# Suche "Werbt einen Freund"



## Pyromatics (11. Oktober 2012)

Hallo,

wir der Titel schon sagt suche ich jemanden, der mich werben möchte. 

Was ich biete:

-Die Keys zahle ich natürlich alle selbst (außer du bestehst darauf ).
-Erfahrung seit Vanilla, summiert ca 5 Jahre.
-Spielerfahrung bis Ende Cataclysm (nur Horde)
-Angenehme Onlinezeiten mit dem Drang schnell zu leveln.
-Reife (mit 25 Jahren ist zwar nicht immer alles ernst aber Spaß kann ich von Kindergarten ganz gut trennen).
-ein Mic, dann können wir uns das ewige Tippen sparen.

Was du mitbringen solltest:

-Jeder, egal ob Männlein oder Weiblein, darf mich werben.
-Das Alter sollte möglichst bei 16-18+ liegen.
-genügend Onlinezeit, am besten in den Abendstunden, ca 17 Uhr bis ca 23 Uhr. Ich will ja auch von den 300% profitieren.
-einen TS³-Server
-Spielverständnis (Ich möchte niemandem seine Klasse erklären müssen).
-Verständnis dafür, dass RL > WoW steht. Und wenn ich an einem Tag mal keine Lust hab, dann ist das einfach so.

-_optional_: Etwas Startkapital für mich, muss keine exorbitant hohe Summe sein aber ich will auch nicht common-loot farmen um mir den Lehrer leisten zu können.

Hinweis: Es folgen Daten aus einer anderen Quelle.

PR #4554, opened 2023-08-14
Using newer versions of Python and nodejs to fix Docker build failures

Tamerz:
Running `docker compose run test` would fail. One of the required Python libraries is `celery[redis]==5.3.1` which is not available on Python 3.7 or older.

The `7.x` repository from NodeSource does not work with newer versions of Debian that the `python` containers are based on. I also had to install `nodejs` instead of just `npm` or it would fail. The `nodejs` package also installs `npm`.

I chose Python 3.8 since it is the lowest working version that supports that version of celery and Node.js 18 since it is the latest LTS release, and the tests pass when using it.

### DIFF
--- a/Dockerfile
+++ b/Dockerfile
@@ -1,9 +1,9 @@
-FROM python:3.7
+FROM python:3.8
 RUN apt-get update
 RUN apt-get install -y make software-properties-common curl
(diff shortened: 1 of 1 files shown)


hosseinsh (approved):
thanks @Tamerz for the PR. this aligns the docker config with the Lemur requirements in terms of min. Python version.

PR #4609, opened 2023-09-20
Handle a missing field

Ebag333:
Add a bit of error handling if we get thrown a key error. An example of this happening is in a new environment when populating Authorities if you missed the serial number or some sort of validity range it'd throw a generic error (no meaningful indification as to why it would fail to create), this way we got told specifically which field we're having issues with.


Ebag333:
Closing as this was started from the wrong branch and is a bit messy.

PR #4610, opened 2023-09-20
Requests Logging

Ebag333:
Add in functionality to log requests that come in.  This is useful both for debugging purposes as well as if we want to be able to audit usage logs.

We sanitize the URLs that touch /api/ by default to avoid exposing any sort of query parameters that could contain sensitive information.  This can be disabled for debugging purposes (not recommended in a prod env).

We also skip /metrics and /healthcheck, as these tend to be noisy and don't really do much for logging/debugging purposes.  This is set in an app config variable so that we can add endpoints to skip or otherwise modify what we're logging.

We log this at info level it can be turned off simply by increasing the log level.

This functionality defaults to off to avoid spamming existing folks who don't want this level of logging turned on.

### DIFF
--- a/lemur/__init__.py
+++ b/lemur/__init__.py
@@ -9,7 +9,9 @@
 .. moduleauthor:: Hossein Shafagh <hshafagh@netflix.com>
 
 """
+import socket
 import time
+import urllib.parse
 from flask import g, request
 
 from lemur import factory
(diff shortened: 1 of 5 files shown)


Ebag333:
Closing as this is a bit messy (started with the wrong branch)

Was ich nicht brauchen kann:

-Diven
-Spieler, die mühseelig Questtexte durchlesen. Ich möchte möglichst schnell 90 werden.
-...alles andere was mit negativer Einstellung zu tun hat 


Das wars erstmal von mir, der/die Erste bekommt den Zuschlag. 

LG Domi


----------



## leximo (11. Oktober 2012)

Du hast post (;


----------



## IcEBoY (11. Oktober 2012)

Hallo Pyromatics ich habe rein zufällig auf dieses forum geschaut und gelesen, dass du jemanden suchst der dich werben möchte 
Ich hätte da ein angebot für dich....
Also ich würde dich werben und wir würden in rekord zeit 85er erstellen  warum ich dass will? alle meine freunde spielen auf einem anderen realm und der char transfer + fraktionsänderung ist einfach zu teurer.
Ich bin 18 jahre alt und spiele ca. jeden tag von 16-24 uhr World of Warcraft. Dadurch bin ich mittlerweile auch sehr efahren und kenne mich sogut wie 100 % mit den startgebieten aus. 2 tage lvl 60 4 tage lvl 85  razz fazz. Wenn  du willst könnte ich dir dann auch ein bischen starthilfe geben in sachen gold. 

Mfg Iceboy

Wäre net wenn du dich melden würdest!


----------